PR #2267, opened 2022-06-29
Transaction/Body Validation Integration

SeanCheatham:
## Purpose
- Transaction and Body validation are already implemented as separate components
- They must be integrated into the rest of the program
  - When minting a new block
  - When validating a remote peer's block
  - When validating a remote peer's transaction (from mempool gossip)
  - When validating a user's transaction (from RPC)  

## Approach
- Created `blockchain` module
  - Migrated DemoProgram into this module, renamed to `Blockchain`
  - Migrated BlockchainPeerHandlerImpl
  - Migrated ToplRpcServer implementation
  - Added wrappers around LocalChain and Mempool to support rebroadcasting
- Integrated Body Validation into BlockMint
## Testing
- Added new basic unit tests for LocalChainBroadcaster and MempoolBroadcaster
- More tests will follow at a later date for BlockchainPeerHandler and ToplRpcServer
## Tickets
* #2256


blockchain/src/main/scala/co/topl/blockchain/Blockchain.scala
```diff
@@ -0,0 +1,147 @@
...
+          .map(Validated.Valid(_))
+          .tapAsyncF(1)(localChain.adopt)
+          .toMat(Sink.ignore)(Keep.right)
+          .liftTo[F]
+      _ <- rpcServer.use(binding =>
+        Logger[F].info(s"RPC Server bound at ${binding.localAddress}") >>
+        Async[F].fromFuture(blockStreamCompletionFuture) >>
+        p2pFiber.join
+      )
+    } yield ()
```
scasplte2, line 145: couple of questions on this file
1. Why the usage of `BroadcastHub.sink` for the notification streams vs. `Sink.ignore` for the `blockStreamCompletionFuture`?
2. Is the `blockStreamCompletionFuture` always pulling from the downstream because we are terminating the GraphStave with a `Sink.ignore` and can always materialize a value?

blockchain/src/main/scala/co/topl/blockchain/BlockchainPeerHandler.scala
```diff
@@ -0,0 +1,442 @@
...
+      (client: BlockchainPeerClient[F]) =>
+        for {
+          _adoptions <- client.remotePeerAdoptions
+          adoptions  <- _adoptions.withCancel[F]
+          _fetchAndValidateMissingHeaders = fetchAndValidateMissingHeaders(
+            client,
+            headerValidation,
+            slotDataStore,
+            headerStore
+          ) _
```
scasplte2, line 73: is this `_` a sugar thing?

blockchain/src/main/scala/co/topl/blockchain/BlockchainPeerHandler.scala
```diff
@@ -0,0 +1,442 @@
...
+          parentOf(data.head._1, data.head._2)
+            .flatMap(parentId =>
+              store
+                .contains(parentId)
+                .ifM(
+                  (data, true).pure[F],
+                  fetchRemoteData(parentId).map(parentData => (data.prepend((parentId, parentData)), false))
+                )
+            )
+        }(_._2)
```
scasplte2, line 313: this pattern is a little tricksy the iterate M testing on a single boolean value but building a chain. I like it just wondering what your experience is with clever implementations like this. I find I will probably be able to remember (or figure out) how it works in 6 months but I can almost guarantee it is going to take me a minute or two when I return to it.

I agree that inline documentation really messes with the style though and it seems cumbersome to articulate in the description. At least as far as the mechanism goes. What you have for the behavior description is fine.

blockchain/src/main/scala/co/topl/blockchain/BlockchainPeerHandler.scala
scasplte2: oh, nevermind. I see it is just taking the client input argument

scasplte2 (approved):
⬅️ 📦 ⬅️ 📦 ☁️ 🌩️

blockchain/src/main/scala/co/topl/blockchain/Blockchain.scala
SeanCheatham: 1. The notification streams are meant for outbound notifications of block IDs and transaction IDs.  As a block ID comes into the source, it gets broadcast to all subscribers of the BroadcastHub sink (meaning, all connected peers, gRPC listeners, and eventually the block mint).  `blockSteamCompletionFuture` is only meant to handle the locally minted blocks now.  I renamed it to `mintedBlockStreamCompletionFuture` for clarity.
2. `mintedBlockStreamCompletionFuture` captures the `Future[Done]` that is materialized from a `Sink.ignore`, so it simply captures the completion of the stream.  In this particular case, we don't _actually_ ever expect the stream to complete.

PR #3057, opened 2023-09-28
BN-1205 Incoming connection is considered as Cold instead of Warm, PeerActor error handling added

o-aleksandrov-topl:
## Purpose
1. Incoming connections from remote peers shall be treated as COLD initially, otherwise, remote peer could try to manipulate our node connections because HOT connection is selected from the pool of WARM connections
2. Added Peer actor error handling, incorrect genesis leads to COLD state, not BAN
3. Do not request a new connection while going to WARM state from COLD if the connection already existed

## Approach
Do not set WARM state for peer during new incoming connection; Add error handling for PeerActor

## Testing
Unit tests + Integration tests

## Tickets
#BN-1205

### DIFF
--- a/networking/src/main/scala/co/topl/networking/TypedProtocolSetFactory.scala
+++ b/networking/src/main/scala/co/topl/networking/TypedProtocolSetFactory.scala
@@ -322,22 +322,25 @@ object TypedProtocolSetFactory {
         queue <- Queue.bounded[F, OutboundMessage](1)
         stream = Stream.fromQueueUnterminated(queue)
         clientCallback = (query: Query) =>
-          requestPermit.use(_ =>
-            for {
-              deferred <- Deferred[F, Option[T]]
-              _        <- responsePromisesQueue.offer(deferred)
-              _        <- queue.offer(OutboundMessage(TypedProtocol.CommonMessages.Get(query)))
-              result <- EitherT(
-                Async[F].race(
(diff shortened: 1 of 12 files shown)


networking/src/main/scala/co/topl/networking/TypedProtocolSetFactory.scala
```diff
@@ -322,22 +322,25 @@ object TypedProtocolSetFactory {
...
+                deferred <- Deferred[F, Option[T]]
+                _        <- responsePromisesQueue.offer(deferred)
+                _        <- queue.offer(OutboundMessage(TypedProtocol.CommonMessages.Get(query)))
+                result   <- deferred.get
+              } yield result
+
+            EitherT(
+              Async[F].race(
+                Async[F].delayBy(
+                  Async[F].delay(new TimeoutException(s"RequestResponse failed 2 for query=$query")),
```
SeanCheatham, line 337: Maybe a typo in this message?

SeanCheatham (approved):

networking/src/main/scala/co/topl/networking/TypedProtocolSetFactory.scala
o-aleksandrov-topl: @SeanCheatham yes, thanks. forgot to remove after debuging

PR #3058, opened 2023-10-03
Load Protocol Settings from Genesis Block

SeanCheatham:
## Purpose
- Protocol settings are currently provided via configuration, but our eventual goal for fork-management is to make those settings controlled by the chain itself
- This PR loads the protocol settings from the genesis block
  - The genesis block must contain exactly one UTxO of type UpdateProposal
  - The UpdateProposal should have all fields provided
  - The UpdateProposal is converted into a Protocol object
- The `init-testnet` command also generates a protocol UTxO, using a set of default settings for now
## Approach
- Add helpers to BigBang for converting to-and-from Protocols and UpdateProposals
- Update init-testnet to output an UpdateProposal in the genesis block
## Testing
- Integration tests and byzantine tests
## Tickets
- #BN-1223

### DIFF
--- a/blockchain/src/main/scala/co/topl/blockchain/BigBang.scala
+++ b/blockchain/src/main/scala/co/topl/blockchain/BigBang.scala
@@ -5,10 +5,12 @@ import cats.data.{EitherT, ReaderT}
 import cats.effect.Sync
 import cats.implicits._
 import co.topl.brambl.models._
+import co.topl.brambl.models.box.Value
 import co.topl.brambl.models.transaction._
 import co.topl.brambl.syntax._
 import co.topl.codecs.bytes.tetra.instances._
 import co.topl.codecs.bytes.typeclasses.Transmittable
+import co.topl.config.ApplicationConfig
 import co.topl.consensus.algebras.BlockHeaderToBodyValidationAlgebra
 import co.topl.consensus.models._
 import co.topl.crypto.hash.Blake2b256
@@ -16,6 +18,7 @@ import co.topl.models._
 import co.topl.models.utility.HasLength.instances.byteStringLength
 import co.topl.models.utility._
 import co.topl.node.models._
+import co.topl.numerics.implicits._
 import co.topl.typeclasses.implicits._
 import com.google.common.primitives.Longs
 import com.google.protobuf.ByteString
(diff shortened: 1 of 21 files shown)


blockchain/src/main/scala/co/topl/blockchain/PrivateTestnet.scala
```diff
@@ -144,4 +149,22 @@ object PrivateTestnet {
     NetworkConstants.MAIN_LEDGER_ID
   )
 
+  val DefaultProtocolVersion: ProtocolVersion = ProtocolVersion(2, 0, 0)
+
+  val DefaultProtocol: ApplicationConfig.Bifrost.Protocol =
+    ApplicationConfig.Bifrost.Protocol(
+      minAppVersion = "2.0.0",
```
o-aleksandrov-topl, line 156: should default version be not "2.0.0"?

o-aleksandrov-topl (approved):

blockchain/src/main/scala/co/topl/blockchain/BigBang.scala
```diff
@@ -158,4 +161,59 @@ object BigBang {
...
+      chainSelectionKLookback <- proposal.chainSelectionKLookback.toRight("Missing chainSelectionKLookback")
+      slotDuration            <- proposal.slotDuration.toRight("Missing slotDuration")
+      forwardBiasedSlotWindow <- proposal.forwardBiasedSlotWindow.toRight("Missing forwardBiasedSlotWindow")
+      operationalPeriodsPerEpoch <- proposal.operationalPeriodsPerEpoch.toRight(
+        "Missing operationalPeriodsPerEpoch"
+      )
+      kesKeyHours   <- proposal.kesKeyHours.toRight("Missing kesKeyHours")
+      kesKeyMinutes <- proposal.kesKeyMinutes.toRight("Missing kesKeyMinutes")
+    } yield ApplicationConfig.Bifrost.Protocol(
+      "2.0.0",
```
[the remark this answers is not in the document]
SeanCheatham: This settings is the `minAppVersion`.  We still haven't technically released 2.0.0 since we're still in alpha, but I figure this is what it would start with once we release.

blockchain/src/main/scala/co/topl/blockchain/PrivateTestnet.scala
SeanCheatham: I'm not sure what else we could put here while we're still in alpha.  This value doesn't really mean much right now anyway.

[Problem statement]
Pull out every line of the records that includes the string "BigBang".

[Written answer]
- Add helpers to BigBang for converting to-and-from Protocols and UpdateProposals
--- a/blockchain/src/main/scala/co/topl/blockchain/BigBang.scala
+++ b/blockchain/src/main/scala/co/topl/blockchain/BigBang.scala
blockchain/src/main/scala/co/topl/blockchain/BigBang.scala
@@ -158,4 +161,59 @@ object BigBang {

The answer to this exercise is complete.